**The task**
Across the whole listing, copy out every line that includes the string "running".

**Dataset entries**
PR #2675, opened 2018-04-13
Add openshift e2e test

kargakis:
Adds a minimal e2e test for OpenShift (cluster stands up; nodes are ready)

TODO:
- [ ] test that healthchecks router, registry, service catalog, template service broker
- [ ] test that deploys a sample app and tries to access it from a route\
- [ ] (maybe in this PR) use an image that includes `oc` and drop `quay.io/deis/go-dev:v1.9.1`.

@jackfrancis @jim-minter @pweil-


.circleci/config.yml
```diff
@@ -364,6 +364,38 @@ jobs:
...
+      - run: |
+          echo 'export TIMEOUT=20m' >> $BASH_ENV
+          echo 'export SKIP_TEST=true' >> $BASH_ENV
+          echo 'export LOCATION=eastus' >> $BASH_ENV
+          echo 'export ORCHESTRATOR_RELEASE=3.9' >> $BASH_ENV
+          echo 'export CLUSTER_DEFINITION=examples/openshift.json' >> $BASH_ENV
+          echo 'export CREATE_VNET=false' >> $BASH_ENV
+          echo 'export CLEANUP_ON_EXIT=false' >> $BASH_ENV
+          echo 'export RETAIN_SSH=false' >> $BASH_ENV
+          echo 'export SUBSCRIPTION_ID=${SUBSCRIPTION_ID_E2E_OPENSHIFT}' >> $BASH_ENV
```
kargakis: @jackfrancis @jim-minter @pweil- I am using our own envs to test but we will need to sync on who is going to control these IDs (I guess MS). In that case we will likely need to start using our published node images so they can be accessed by the CI subscription, does that sound right?

pweil-: yes, we should ensure we can white list the CI subscription for our images
/cc @kennywoodson

kwoodson: If you send me the subscription ids to be shared I can add them in the portal.

kargakis:
@jim-minter can be tested with:
```
docker pull registry.svc.ci.openshift.org/ci/acs-engine-tests:v3.9
docker run --rm -v ${PWD}:/go/src/github.com/Azure/acs-engine -w /go/src/github.com/Azure/acs-engine -e ORCHESTRATOR_RELEASE=3.9 -e CLUSTER_DEFINITION=examples/openshift.json -e CLIENT_ID=${CLIENT_ID} -e CLIENT_SECRET=${CLIENT_SECRET} -e TENANT_ID=${TENANT_ID} -e SUBSCRIPTION_ID=${SUBSCRIPTION_ID} -e ORCHESTRATOR=openshift -e TIMEOUT=30m -e CLEANUP_ON_EXIT=false -e REGIONS=eastus  registry.svc.ci.openshift.org/ci/acs-engine-tests:v3.9 make test-openshift
```

jim-minter:
I took a read through and this is looking good.  Dependent on #2708.

pkg/api/common/const.go
```diff
@@ -84,13 +84,13 @@ var AllDCOSSupportedVersions = []string{
 }
 
 const (
-	// OpenShiftVersion3Dot9Dot0 is the major.minor.patch string for the 3.9.0 version of OpenShift
-	OpenShiftVersion3Dot9Dot0 string = "3.9.0"
+	// OpenShiftVersion3Dot9Dot14 is the major.minor.patch string for the 3.9.14 version of OpenShift
+	OpenShiftVersion3Dot9Dot14 string = "3.9.14"
```
kargakis: @jim-minter this depends on the binaries installed in the node image. Unfortunately it seems we have different patch versions between rhel and centos so the version check inside the e2e tests fails. Any idea what should we do (eg. we could ignore the patch version in the test?) and whether tracking the correct patch version here makes sense or not?

cc @kwoodson

test/e2e/openshift/openshift_test.go
```diff
@@ -0,0 +1,131 @@
...
+		Expect(err).NotTo(HaveOccurred())
+		Expect(running).To(Equal(true))
+	})
+
+	It("should have have the appropriate node count", func() {
+		ready := knode.WaitOnReady(eng.NodeCount(), 10*time.Second, cfg.Timeout)
+		Expect(ready).To(Equal(true))
+	})
+
+	It("should be running the expected version", func() {
```
kargakis: @jim-minter this is the test that also needs the correct patch version today.

kargakis:
Assuming the tenant id is added in circle ci and we whitelist the acs-engine ci subscription in our image, this is ready to merge.

.circleci/config.yml
```diff
@@ -367,6 +367,37 @@ jobs:
...
+          echo 'export LOCATION=eastus' >> $BASH_ENV
+          echo 'export ORCHESTRATOR_RELEASE=3.9' >> $BASH_ENV
+          echo 'export CLUSTER_DEFINITION=examples/openshift.json' >> $BASH_ENV
+          echo 'export CREATE_VNET=false' >> $BASH_ENV
+          echo 'export CLEANUP_ON_EXIT=false' >> $BASH_ENV
+          echo 'export RETAIN_SSH=false' >> $BASH_ENV
+          echo 'export SUBSCRIPTION_ID=${SUBSCRIPTION_ID_E2E_KUBERNETES}' >> $BASH_ENV
+          echo 'export CLIENT_ID=${SERVICE_PRINCIPAL_CLIENT_ID_E2E_KUBERNETES}' >> $BASH_ENV
+          echo 'export CLIENT_SECRET=${SERVICE_PRINCIPAL_CLIENT_SECRET_E2E_KUBERNETES}' >> $BASH_ENV
+          echo 'export TENANT_ID=${TENANT_ID_E2E_KUBERNETES}' >> $BASH_ENV
```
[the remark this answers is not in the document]
kargakis: I need to reference TENANT_ID in my test because we need to populate azProfile.

jim-minter:
@jackfrancis @CecileRobertMichon do you think it'd be possible to merge this today?  @kargakis is out at Kubecon this week and getting this in would help testing on our side too.  If it's clear to you that TENANT_ID is already available to the test via the environment without line 349, are you able to administratively add a one-line commit that removes that in order to progress this?  Thanks!

jackfrancis:
@jim-minter Take a look at the result from the openshift E2E run above. The provision script (cse in Azure ARM speak) exited non-zero with the outputted error. Does that suggest something you know how to fix?

kargakis:
We need to rollback the version of the RPMs inside our published image to a version where the images in registry.redhat.com can match

cc @kwoodson

kargakis:
We could also potentially switch the test to test centos and add a rhel test once we have a published image with RPMs that match with what's in the registry.

jim-minter:
afaics this comes down to very stale testing image.  Images built using our new process should not hit this error.

jackfrancis:
@jim-minter @kargakis should I re-run the openshift E2E test following the image publications?

jim-minter:
> should I re-run the openshift E2E test following the image publications?

Please do.  @kwoodson please can you let @jackfrancis know when the new image has arrived?

kwoodson:
@jim-minter, ack.  I suspect it will be done shortly as the origin version just completed.  

@jackfrancis, Will reply back when notified.

kwoodson:
@jackfrancis I just received the notification. Please give it a go. Thanks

**Exercise result**
+		Expect(running).To(Equal(true))
+	It("should be running the expected version", func() {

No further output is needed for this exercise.